If you haven't read New Avengers #35, I'm going to discuss the issue a bit, including some spoilers, so be forewarned!!! Anyhow, in the issue, writer Brian Michael Bendis decides to show us just how bad The Hood is, by having him sneak into Tigra's apartment, beat the crap out of her while another guy videotapes them, while telling Tigra that if she ever interferes with a supervillain under his protection again, he'll kill her mother. The scene as written is pretty brutal, and artist Leinil Francis Yu adds a little bit more to it by sexualizing it a bit more than I think even Bendis intended (although I am uncertain about that - I know Bendis laid the basic scene out panel by panel, but I dunno what that entails).
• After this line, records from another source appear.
PR #4635, opened 2020-08-05
Dependabot fix done explicitly

gsquared94:
Duplicate of #4612 which bumps elliptic from 6.5.2 to 6.5.3 in examples/react-reload  app. This PR also makes the same change in the integration/examples/react-reload app


tejal29:
LGTM, please add which packages were updated in the PR descirption

PR #4646, opened 2020-08-10
skip test TestHouseKeepingMessagesShownForDev until 1.14.0

MarlonGamez:
**Description**
Skips the TestHouseKeepingMessagesShownForDev test. Since we've disabled the survey message for now, this test is causing travis to fail.

Revert this change once we've reenabled the survey message


MarlonGamez:
@gsquared94 do you mean to pass it as a parameter to the Skip method for it to log?

gsquared94:
> @gsquared94 do you mean to pass it as a parameter to the Skip method for it to log?

yes, exactly that

Issue #4616, opened 2020-08-03
skaffold deploy (and even skaffold fix) validates existence of "build->artifacts->context"


lucasmaj:
### Expected behavior
Existence of "build->artifacts->context" path has no bearing on "deploy" (nor "fix", nor any other pipeline that does not need it, so "build" only???). When using "deploy" separately from "build", context path (which is used for "build") is not guaranteed  to exist during "deploy". Does "deploy" need context anyway?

Now here's my question - Bendis has apparently intimated that he will be having Tigra change sides and join the New Avengers, mostly as a result of this beating. Therefore, do you think that successfully takes something like this, which is about as "Women in Refrigerators" as you can get (Woman assaulted because, as Bendis himself points out, "[i]t was written to be disturbing," which is basically the whole point behind WiR - that you can gain an easy visceral reaction by having a woman brutalized) OUT of the WiR dynamic, by actually having Tigra's story be furthered with the beating having something to do with TIGRA? To wit, over in her first arc on Birds of Prey, Gail Simone had Black Canary kidnapped and severely beaten - but the scene wasn't what one would term WiR, because the incident was not designed to show, say, Green Arrow's reaction to the beating, or whatever, but strictly as part of a plot in Black Canary's own book - the same sort of thing you would see in any other male-starring comic book. Batman or Daredevil or whoever can be beaten down to show him coming back stronger after the beating - that's normal. That's not, say, Sue Dibny being raped to piss the Justice League off (and her never reacting to it or exploring it at ALL).

Tigra being brutalized to show Hood's prospective supervillain partners (and, later, the Avengers) how tough the Hood is ("Look! He beat the crap out of a WOMAN! And she didn't even get to fight back! He MUST be evil!") is bad.

Tigra being brutalized to further advance her development as a character - is that bad?

By the way, I don't really recommend you read it, but for further reading on this scene, check out this interview with Bendis. It is pretty darn annoying, especially as the interviewer really seems to bend over backwards with "Man, those crazy feminists might have a problem with this scene - aren't those feminists so crazy? What is their problem? How do you deal with such crazy feminists being so crazy about your scenes? They're just crazy, right?."